The metrics update is wrapped in try/except. If Prometheus is unavailable, rate limiting continues. The comment: "fault-barrier: metrics failure must not block rate limit enforcement." The defense mechanism is not contingent on the monitoring layer.
Memory Management
InMemoryRateLimiter runs cleanup every 60 seconds. Buckets unused for longer than cleanup_interval are removed. Without this, every unique rate limit key that ever existed accumulates in memory indefinitely.
One implementation detail: _maybe_cleanup is called inside _get_bucket, which itself runs under self._lock. The cleanup and the normal bucket operation share the same lock. This is safe — InMemoryRateLimiter uses threading.Lock (non-reentrant), and cleanup is never called recursively from within itself. AuthRateLimiter (System B) uses threading.RLock — reentrant, appropriate because its cleanup path is more complex and can be triggered from within the lock context.

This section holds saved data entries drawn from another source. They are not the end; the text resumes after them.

Issue #231, opened 2018-06-26
Cannot use library with go1.7


ss-limafriyadi:
Hello,

When I try to use this with go1.7 it returns the following error

```
# vendor/github.com/graph-gophers/graphql-go/internal/validation
vendor/github.com/graph-gophers/graphql-go/internal/validation/suggestion.go:25: undefined: sort.Slice
# vendor/github.com/graph-gophers/graphql-go/trace
vendor/github.com/graph-gophers/graphql-go/trace/validation_trace.go:7: syntax error: unexpected = in type declaration
```

I found that `sort.Slice` first released in go1.8 and `type =` syntax is introduced in go1.9.

Can we make this compatible with go1.7?

pavelnikolov:
I guess that we definitely need to document the minimal required Go version! Thanks for reporting this.

ss-limafriyadi:
Any plan to support go1.7? Or must we use minimum working version of go1.9?

pavelnikolov:
I don't think we need to support old versions. However from a single glance this type aliasing doesn't seem to be necessary at all. We could just use the existing func, no? I have to dig deeper into this code.

PR #261, opened 2018-09-16
Update validation_trace.go

continuum-ajay-sahani:
Compilation error fixed

type TraceValidationFinishFunc = TraceQueryFinishFunc

change to:
type TraceValidationFinishFunc TraceQueryFinishFunc

### DIFF
--- a/trace/validation_trace.go
+++ b/trace/validation_trace.go
@@ -4,7 +4,7 @@ import (
 	"github.com/graph-gophers/graphql-go/errors"
 )
 
-type TraceValidationFinishFunc = TraceQueryFinishFunc
+type TraceValidationFinishFunc TraceQueryFinishFunc
 
 type ValidationTracer interface {
 	TraceValidation() TraceValidationFinishFunc


vetcher:
what's golang version you use?

pavelnikolov:
What problem does this solve?

pavelnikolov:
Is this related to #231 ?

vetcher:
@pavelnikolov definitely

pavelnikolov:
What version of Go are you using?

continuum-ajay-sahani:
Go version 1.9, I was getting the compilation error.

trace/validation_trace.go
```diff
@@ -4,7 +4,7 @@ import (
 	"github.com/graph-gophers/graphql-go/errors"
 )
 
-type TraceValidationFinishFunc = TraceQueryFinishFunc
+type TraceValidationFinishFunc TraceQueryFinishFunc
```
pavelnikolov: TBH, `TraceValidationFinishFunc` is only ever used in this file. IMHO, we don't even need type aliasing here. I'd be happy to merge your PR but I think that the approach is wrong. Instead, we need to remove this line altogether and replace `TraceValidationFinishFunc` on lines 10 and 15 with `TraceQueryFinishFunc`.

pavelnikolov: WDYT?

pavelnikolov:
I'm closing this PR due to inactivity and I believe that it is no longer relevant after the tracing refactoring.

No Redis required for single-instance deployments. The in-memory implementation is the default. Redis appears in integration tests as proof-of-concept for distributed deployments. If you're running multiple Hangar instances behind a load balancer, you'll need a shared backing store — but that's not the common case, and the in-memory default doesn't pretend otherwise.
Configuration
# Environment variables
MCP_RATE_LIMIT_RPS=10 # steady-state requests/second
MCP_RATE_LIMIT_BURST=20 # burst capacity
# Auth rate limiting (config.yaml)
auth:
rate_limit:
enabled: true
max_attempts: 10
window_seconds: 60
lockout_seconds: 300
Defaults are conservative. A single legitimate client shouldn't approach 10 rps under normal usage. If you're seeing legitimate traffic rejected, the first question is whether you have a client bug, not whether the defaults are too tight.
What This Actually Solves
Rate limiting doesn't stop a determined attacker. Nothing does, entirely. What it does is make attacks expensive, make abuse visible, and make recovery predictable.
The token bucket bounds damage from runaway agents. An LLM in a loop hits the ceiling, gets 429s, and — if the client is implemented correctly — backs off. If it isn't, you have a client bug to fix rather than a server to recover.
The exponential backoff makes credential stuffing economically unviable. Ten attempts per minute, escalating lockouts, an hour cap. At that rate, a meaningful credential space takes longer than anyone's operational patience.
The domain events make both attack patterns observable after the fact. Not just "something was rejected" — but what, from where, how many times, and whether it stopped.
That's the real value. Not prevention as a guarantee, but prevention as a measurable, auditable property of the system.
MCP Hangar is open source. The MIT core is at github.com/mcp-hangar/mcp-hangar. System B (auth rate limiting) lives in the BSL-licensed enterprise layer — source-available, auditable.